Потом все мысли, воспоминания, образы куда-то ушли, исчезли, и осталось одно только чувство движения, словно бег на месте, когда не видно ни камней, мелькающих мимо, ни кустов, ни неба, а только смутное недовольство от запутавшихся в носках колючек и раздражения – какого черта столько их здесь понавырастало! и что теперь полчаса придется их выковыривать. И тут перед глазами возник провод и, не видя и не считая, сколько метров до него осталось, Витя бросился на эту черную змейку, именно кожей – на ощупь – ощущая, как пульсирует она уже побежавшим по ее медным и стальным жилам электрическим разрядом. Он знал, что перекусит ее зубами, потому что в последний раз всплыли в мозгу рассказы о героях-связистах, мертвыми челюстями сжимавших оголенные концы проводов.
Через несколько катастрофических мгновений, еще ожидая электрической волны во рту, он понял, что провод перекусил, слава Богу, кусачками, и лежал перед ним с разбитыми коленями и подбородком, с протянутой вперед рукой, окруженный дрожащими, посеревшими школьницами. Тогда он поднялся, стыдливо отряхиваясь, и разразился долгой захлебывающейся руганью – как оратор на трибуне, – кажется, он даже махал правой рукой, а потрясенные слушательницы молча ему внимали.
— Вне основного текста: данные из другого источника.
PR #2685, opened 2015-02-03
[RFC] Indeterminate config values

CarsonF:
### Problem
Values can be based on other values, which can change. After changing a value, the dependent value(s) have to be re-set to account for this change. 
An example of this are the url paths for ckeditor (I think modifying them in the actual config file is broken right now....which defeats the purpose of having them in a config in the first place).

### Solution
Determine the value at the latest possible moment. 
I created an interface, `ResolvableInterface`, for place-holder-like objects. These objects hold the variables necessary to _resolve_ the actual value when the time comes.

When the value is accessed via `Config::get` the value is _resolved_ at that point (uncached). 
The values can also be _updated_ via `Config::set` or the actual yaml files when parsing.

Any value that is resolvable should be defined as such in `Config::getDefaults`.

----
I created two implentations, `Url` and `Path`, which reference values related to `ResourceManager::getPath/Url`. 
Although currently only `Url` is used, because the only use case for `Path` may break BC (thumbnail images).

----

There is a minor performance implication as values are _re-resolved_ for each call. Also, when pulling an array of values, iteration is needed to verify all values have been _resolved_.

Thoughts? Comments? This is awesome/mehh...over-engineered?

### DIFF
--- a/src/Config.php
+++ b/src/Config.php
@@ -2,6 +2,7 @@
 
 namespace Bolt;
 
+use Bolt\Configuration\Type;
 use Bolt\Exception\LowlevelException;
 use Bolt\Library as Lib;
 use Bolt\Helpers\Arr;
@@ -127,7 +128,11 @@ class Config
             $part = & $part[$key];
         }
 
-        $part = $value;
+        if ($part instanceof Type\ResolvableInterface) {
+            $part->update($value);
+        } else {
+            $part = $value;
+        }
 
         return true;
     }
@@ -163,7 +168,9 @@ class Config
             $part = & $part[$key];
         }
 
-        if ($value !== null) {
+        if ($value instanceof Type\ResolvableInterface) {
+            return $value->resolve($this->app);
+        } elseif ($value !== null) {
             return $value;
         }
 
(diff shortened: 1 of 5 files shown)


CarsonF:
Ah yes. I still need to add serializing support. Tests fail due to config cache unserializing incorrectly.

src/Config.php
```diff
@@ -1045,4 +1044,34 @@ public function getCurrentTimestamp()
...
+            } else {
+                $merged[$key] = $value;
+            }
+        }
+
+        return $merged;
+    }
+
+    /**
+     * @deprecated Will be removed in Bolt 3.0
```
GawainLynch: Just kill it already :-)

CarsonF: Well we need this one to handle Resolvable objects and accept_file_types key. But all the other cases of Lib::mergeRecursiveDistinct can be replaced with array_replace_recursive.

CarsonF:
I'm closing this for now because these serializable problems are not going to go away easily. We can readdress this after TaxonomyType and ContentType classes are created.

GawainLynch:
I am so looking forward to when we branch `release/2.1`… :octocat:

CarsonF:
It will be :tada: :beer: time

Потом он сидел у ручья, и ел сыр, лаваш, помидоры, и поглядывал на ложбинку между двух холмов у одной из армянок – она смущалась и чем-то напоминала ему Иру… Потом появилась неказистая лошадка, на которой он скакал к Сулейману, объяснял случившееся. Потом соединял провод, забирался снова на свой наблюдательный пункт и пил принесенное ему в дань теплое домашнее вино. А когда, наконец, раздался взрыв, рассмеялся.
В самом деле, если правду говорят, что отрубленные головы, словно у курицы, умирают не сразу, то интересно: увидела ли бы что-нибудь, кроме неба, его оторванная от тела голова, и что именно, взлети она метров на 20–30 над этими холмами? И главное: что бы она при этом думала?